PR #3083, opened 2025-05-06
remove relative position from modal content class

sirineJ:

## Purpose

The Modal component's content wrapper has a `position: relative` css that can lead to the component's content erroneously being positioned relative to it. 

## Approach and changes

Remove unnecessary position styles from the content class.

## Definition of done

* [ ] Development completed
* [ ] Reviewers assigned

### DIFF
--- a/.changeset/gentle-avocados-tie.md
+++ b/.changeset/gentle-avocados-tie.md
@@ -2,5 +2,4 @@
 "@sumup-oss/circuit-ui": patch
 ---
 
-Removed the `position: relative` CSS property
-on the Modal component's content class.
+Removed the `position: relative` CSS property on the Modal component's content class.
--- a/.changeset/gentle-avocados-tie.md
+++ b/.changeset/gentle-avocados-tie.md
@@ -1,0 +1,6 @@
+---
+"@sumup-oss/circuit-ui": patch
+---
+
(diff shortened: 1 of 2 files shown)


.changeset/gentle-avocados-tie.md
```diff
@@ -0,0 +1,6 @@
+---
+"@sumup-oss/circuit-ui": patch
+---
+
+Removed the `position: relative` CSS property
+on the Modal component's content class.
```
connor-baer, line 6: This changeset describes what has changed, but not how it impacts users. What issue does it fix or which use case does it enable?

```suggestion
Removed the `position: relative` CSS property on the Modal component's content class.
```

connor-baer: The `base` class has `position: fixed`, so elements will be positioned relative to it instead. AFAICT, this means this only impacts the position of an absolutely positioned element once a user scrolls down: previously, the element would scroll with the content, while now it'll stay fixed in place. Is that correct?

sirineJ: Yes correct. That is an issue I introduced by adding the relative position to the content wrapper. I didn't mention this in the changeset because it shouldn't have been there in the first place.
════
> WORK TO COMPLETE
Reprint the entries above in full, exactly as they are.

> FINAL ANSWER
PR #3083, opened 2025-05-06
remove relative position from modal content class

sirineJ:

## Purpose

The Modal component's content wrapper has a `position: relative` css that can lead to the component's content erroneously being positioned relative to it. 

## Approach and changes

Remove unnecessary position styles from the content class.

## Definition of done

* [ ] Development completed
* [ ] Reviewers assigned

### DIFF
--- a/.changeset/gentle-avocados-tie.md
+++ b/.changeset/gentle-avocados-tie.md
@@ -2,5 +2,4 @@
 "@sumup-oss/circuit-ui": patch
 ---
 
-Removed the `position: relative` CSS property
-on the Modal component's content class.
+Removed the `position: relative` CSS property on the Modal component's content class.
--- a/.changeset/gentle-avocados-tie.md
+++ b/.changeset/gentle-avocados-tie.md
@@ -1,0 +1,6 @@
+---
+"@sumup-oss/circuit-ui": patch
+---
+
(diff shortened: 1 of 2 files shown)


.changeset/gentle-avocados-tie.md
```diff
@@ -0,0 +1,6 @@
+---
+"@sumup-oss/circuit-ui": patch
+---
+
+Removed the `position: relative` CSS property
+on the Modal component's content class.
```
connor-baer, line 6: This changeset describes what has changed, but not how it impacts users. What issue does it fix or which use case does it enable?

```suggestion
Removed the `position: relative` CSS property on the Modal component's content class.
```

connor-baer: The `base` class has `position: fixed`, so elements will be positioned relative to it instead. AFAICT, this means this only impacts the position of an absolutely positioned element once a user scrolls down: previously, the element would scroll with the content, while now it'll stay fixed in place. Is that correct?

sirineJ: Yes correct. That is an issue I introduced by adding the relative position to the content wrapper. I didn't mention this in the changeset because it shouldn't have been there in the first place.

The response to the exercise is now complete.